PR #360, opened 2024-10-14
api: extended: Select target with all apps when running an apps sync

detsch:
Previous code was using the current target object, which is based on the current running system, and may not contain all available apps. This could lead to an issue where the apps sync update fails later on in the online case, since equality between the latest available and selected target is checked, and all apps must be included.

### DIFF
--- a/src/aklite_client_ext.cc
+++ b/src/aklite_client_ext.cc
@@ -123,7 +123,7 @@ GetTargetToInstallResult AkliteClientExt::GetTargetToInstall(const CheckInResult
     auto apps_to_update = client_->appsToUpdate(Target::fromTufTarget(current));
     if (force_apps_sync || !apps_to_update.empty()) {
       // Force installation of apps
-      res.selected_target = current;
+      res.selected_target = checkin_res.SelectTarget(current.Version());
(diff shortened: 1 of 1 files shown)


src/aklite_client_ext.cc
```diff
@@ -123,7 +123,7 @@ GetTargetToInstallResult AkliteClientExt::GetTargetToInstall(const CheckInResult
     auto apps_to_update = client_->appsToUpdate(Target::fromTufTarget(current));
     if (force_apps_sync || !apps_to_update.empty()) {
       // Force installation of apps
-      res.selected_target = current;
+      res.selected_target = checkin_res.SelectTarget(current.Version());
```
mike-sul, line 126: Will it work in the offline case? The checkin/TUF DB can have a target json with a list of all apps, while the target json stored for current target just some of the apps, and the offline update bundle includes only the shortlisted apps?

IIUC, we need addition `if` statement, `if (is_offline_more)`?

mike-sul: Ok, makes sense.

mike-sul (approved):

# # # # # # #

WORK TASK: After reading the lines above, reproduce them all exactly.

RESPONSE AREA:
PR #360, opened 2024-10-14
api: extended: Select target with all apps when running an apps sync

detsch:
Previous code was using the current target object, which is based on the current running system, and may not contain all available apps. This could lead to an issue where the apps sync update fails later on in the online case, since equality between the latest available and selected target is checked, and all apps must be included.

### DIFF
--- a/src/aklite_client_ext.cc
+++ b/src/aklite_client_ext.cc
@@ -123,7 +123,7 @@ GetTargetToInstallResult AkliteClientExt::GetTargetToInstall(const CheckInResult
     auto apps_to_update = client_->appsToUpdate(Target::fromTufTarget(current));
     if (force_apps_sync || !apps_to_update.empty()) {
       // Force installation of apps
-      res.selected_target = current;
+      res.selected_target = checkin_res.SelectTarget(current.Version());
(diff shortened: 1 of 1 files shown)


src/aklite_client_ext.cc
```diff
@@ -123,7 +123,7 @@ GetTargetToInstallResult AkliteClientExt::GetTargetToInstall(const CheckInResult
     auto apps_to_update = client_->appsToUpdate(Target::fromTufTarget(current));
     if (force_apps_sync || !apps_to_update.empty()) {
       // Force installation of apps
-      res.selected_target = current;
+      res.selected_target = checkin_res.SelectTarget(current.Version());
```
mike-sul, line 126: Will it work in the offline case? The checkin/TUF DB can have a target json with a list of all apps, while the target json stored for current target just some of the apps, and the offline update bundle includes only the shortlisted apps?

IIUC, we need addition `if` statement, `if (is_offline_more)`?

mike-sul: Ok, makes sense.

mike-sul (approved):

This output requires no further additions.